Non fraintendetemi, per carità: si avverte spesso il tocco sapiente della mano del regista (non meno esperta e incallita di quella del protagonista), e ci sono sequenze decisamente di alto valore artistico:
mi viene in mente lo spot “Nike Running” girato in notturna, venti minuti di corsa ratta e folle per le viuzze della Grande Mela di grande impatto emotivo, che risponde ad un’esigenza di sceneggiatura: pare infatti che, nonostante la generosa dotazione di serie del protagonista, il film si potesse a malapena considerare un “cortometraggio”, perciò si è dovuto provvedere ad allungare con naturalezza un brodo altrimenti un po’ ristretto.
Come scordare poi la superba interpretazione narcolettica di “New York, New York” (sembra quasi uscita da un disco dei Melvins, dopo che si sono scolati un barile di Valium), con telecamera impietosamente puntata su porri e punti neri dell’attrice, che fa pensare ad un “rigurgito” di neo-realismo.
Notevole il significato simbolico della scena in cui il protagonista, interrogandosi forse sul significato della vita, espleta (opportunamente inquadrato di schiena) i suoi bisogni fisiologici, con contrasto artistico tra spirituale/materiale, sublime/meschino, pene/natiche che ricorre spesso nel film (forse a rappresentare metaforicamente il dualismo tra lo Ying e lo Yang ?)
Il film si pone inoltre domande universali che altri registi in precedenza hanno lasciato irrisolte:
- come impieghi il tempo delle pause sigaretta, se non sei un fumatore?

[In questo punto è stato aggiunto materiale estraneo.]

PR #603, opened 2020-09-16
Price ticker update

johnkuney:
Making different currencies available in a dropdown on the price ticker

### DIFF
--- a/v2/src/components/liveprice/live-price-widget.js
+++ b/v2/src/components/liveprice/live-price-widget.js
@@ -1,49 +1,66 @@
-import React, {useState} from "react"
+import React, { useState } from "react"
 import livePricingStyles from "./live-price-widget.module.css"
 import Triangle from "assets/icons/triangle.svg"
 
-const LivePriceWidget = ({ currentUSDPrice, currentEURPrice, currentJPYPrice, currentCNYPrice }) => {
-  const [open, setOpen] = useState(false);
-  const [hide, setHide] = useState(false);
-  const [selectedCurrency, setCurrency] = useState("");
+const LivePriceWidget = ({
+  currentUSDPrice,
+  currentEURPrice,
+  currentJPYPrice,
+  currentCNYPrice,
+}) => {
+  const [open, setOpen] = useState(false)
+  const [hide, setHide] = useState(false)
+  const [selectedCurrency, setCurrency] = useState("")
   return (
     <div className={livePricingStyles.widgetContainer}>
-        <div onClick={() => setOpen(!open)} className={livePricingStyles.widget}>
-          {selectedCurrency}<span className={hide ? `${livePricingStyles.hide}` : "" }>{currentUSDPrice}</span><Triangle />
-        </div>
-  
-        {open &&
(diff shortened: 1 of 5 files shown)


v2/src/components/liveprice/live-price-widget.js
```diff
@@ -1,12 +1,67 @@
...
+
+      {open && (
+        <ul className={livePricingStyles.priceDropdownUl}>
+          <li
+            onClick={() => {
+              setOpen(!open)
+              setCurrency(currentUSDPrice)
+              setHide(true)
+            }}
+          >
```
jasonbcox, line 32: Just loop through a list of the prices so you don't have to copy-paste this code.

jasonbcox (changes requested):

v2/src/components/liveprice/live-price-widget.js
```diff
@@ -1,12 +1,67 @@
...
 
-const LivePriceWidget = ({ currentPrice, ticker, url }) => {
+const LivePriceWidget = ({
+  currentUSDPrice,
+  currentEURPrice,
+  currentJPYPrice,
+  currentCNYPrice,
+}) => {
+  const [open, setOpen] = useState(false)
+  const [hide, setHide] = useState(false)
```
deadalnix, line 12: hide is a verb. I assume you meant hidden. What does this mean for the LivePriceWidget to be hidden (or open for that matter?)

v2/src/layout/header.js
```diff
@@ -117,13 +117,19 @@ const Header = () => {
   ]
 
   const bchPriceApi =
-    "https://min-api.cryptocompare.com/data/price?fsym=BCH&tsyms=USD"
+    "https://min-api.cryptocompare.com/data/price?fsym=BCH&tsyms=USD,JPY,EUR,CNY"
```
deadalnix, line 120: It's clear you have a bunch of logic here that doesn't really belong here. All the price management business is the role of the price widget, not of the header.

v2/src/layout/header.js
```diff
@@ -173,9 +179,26 @@ const Header = () => {
...
+              currentJPYPrice={[
+                "¥",
+                currentJPYPrice,
+                <span className={headerStyles.ticker}>JPY</span>,
+              ]}
+              currentCNYPrice={[
+                "¥",
+                currentCNYPrice,
+                <span className={headerStyles.ticker}>CNY</span>,
+              ]}
```
deadalnix, line 201: When you start writing this, you should pause a second and ask yourself if that really does make sense. If there was 1000 currencies, you'd copy paste the same stuff 1000 times?

deadalnix (changes requested):
If I am to be honest, the code is pretty bad here. You did not inherit a great design to begin with, but doubling down on the mess is not good engineering.

The general currency selection doesn't make much sense. It always falls back to USD. You want it to go as follow:
 - If the user never chose, then use whatever the locale says should be used.
 - If the user chose, then use whatever the user chose, don't fall back on USD.

johnkuney:
Thanks for this feedback. I agree there is some messy stuff going on. I'll rethink my approach

PR #604, opened 2020-09-17
CSS fix on links in sidebar

johnkuney:


deadalnix:
What problem does this solve?

johnkuney:
Sorry should have left a description. Just a style patch for the links that are in the sidebar component in the getting started pages (/buy-bitcoin-cash/ ex) The text links within the paragraph needed to be specified to inline so they dont break lines

jasonbcox (changes requested):
This breaks the rendering of the sidebar container in Firefox 68.12.x and I still see breaking of some of the lines since they're way too long to fit on one line. I'm not sure why forcing them to not break is beneficial.

johnkuney:
I said the wrong word. I want the links to break. Currently they take an entire line of the paragraph like you are describing above. By making them inline they should flow with the paragraph right? I'm seeing the opposite of what youre describing with this change. Are you seeing that running this or thats what you see on the live site?

deadalnix:
Ok so your problem is that the sidebar display are defined as flex, which is good, but every child is also defined as flex, which is definitely wrong. You need to fix the sidebar CSS instead of doing this.

deadalnix:
You want to change this into `.card > a` or something like that.

johnkuney:
Okay I specified a class for the links that need flex so it doesnt get applied to the others

jasonbcox (dismissed):

deadalnix:
> 
> 
> You want to change this into `.card > a` or something like that.

deadalnix (changes requested):
You don't need to add a new class or anything. See comment I made twice now.

johnkuney:
this doesnt work for the rows that need to be links on the wallet page

v2/src/components/sidebar/sidebar.module.css
```diff
@@ -8,16 +8,17 @@
...
+.card > a,
+.card > a:visited,
+.card > a:active {
   display: flex;
   color: #444;
   transition: all 300ms;
 }
 
-.card a:hover {
+.clickableRow:hover {
```
deadalnix, line 19: Why is this clickableRow now?

johnkuney:
those are a children too and need specific style

deadalnix (changes requested):
I don't think we have clickableRow anywhere in the codebase at this time, so i don't see how that CSS element makes any sense.

v2/src/components/sidebar/sidebar.module.css
johnkuney: thats the class name

deadalnix:
This is wrong: https://github.com/bitcoincashorg/bitcoincash.org/pull/604/files#diff-c084369006e972f978373026b3dc660cR14

It defines all the childs as flew too.

johnkuney:
yes thats why I added the class before. Some of the links in the sidebar need different styling

deadalnix:
There are no other links in your patch that use the class, so I still don't see how any of this makes any sense.

johnkuney:
There are two possible types of links that need different styling in this sidebar component. 

One is the type that I made this class for. It needs display: flex some colors etc. These are the anchor links that take you to different sections found on the wallet page for example that take up a whole row.

The other type is a link within the paragraph text. These only need their color defined and the rest of the default styling is fine. So I selected them through their parent class and applied the color no class needed

deadalnix:
The anchor links are not immediate childs of .card are they?

The these anchor link cannot appear anywhere else. So why `.card > a` inadequate?

johnkuney:
The anchor links are not direct children of .card. They are children of .cardIconRow so .cardIconRow > a works

PR #3698, opened 2025-01-23
Added effects "Majority Voting" and "Minority Voting"

Regynate:


ChaosMod/Components/EffectDispatcher.cpp
```diff
@@ -409,13 +409,13 @@ void EffectDispatcher::UpdateMetaEffects(int deltaTime)
 		std::vector<std::tuple<EffectIdentifier, EffectData *>> availableMetaEffects;
 
 		float totalWeight = 0.f;
-		for (auto &[effectId, effectData] : g_EnabledEffects)
+		for (auto effectData : GetFilteredEnabledEffects())
```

- cosa fai se sei sotto la doccia e ti accorgi di aver finito il bagnoschiuma?
- dove sbattere la testa (o parte di essa) se hai dimenticato a casa la cravatta e sei stato vittima di una “selezione all’ingresso”?
Detto questo, visto che la materia è indubbiamente più intrigante (i martiri dell’irredentismo nord-irlandese vs “sesso depresso ma va bene lo stesso, purchè lo si faccia spesso”), sono disponibilissimo a dare fiducia alla premiata coppia “McChicken/F@#ks-bended” e attendo con rinnovato ottimismo la visione di questa opera prima
Non condivido una parola di questa recensione ma mi sono divertita molto a leggerla. Chissà se riuscirai davvero a riservare la stessa ironia a Hunger…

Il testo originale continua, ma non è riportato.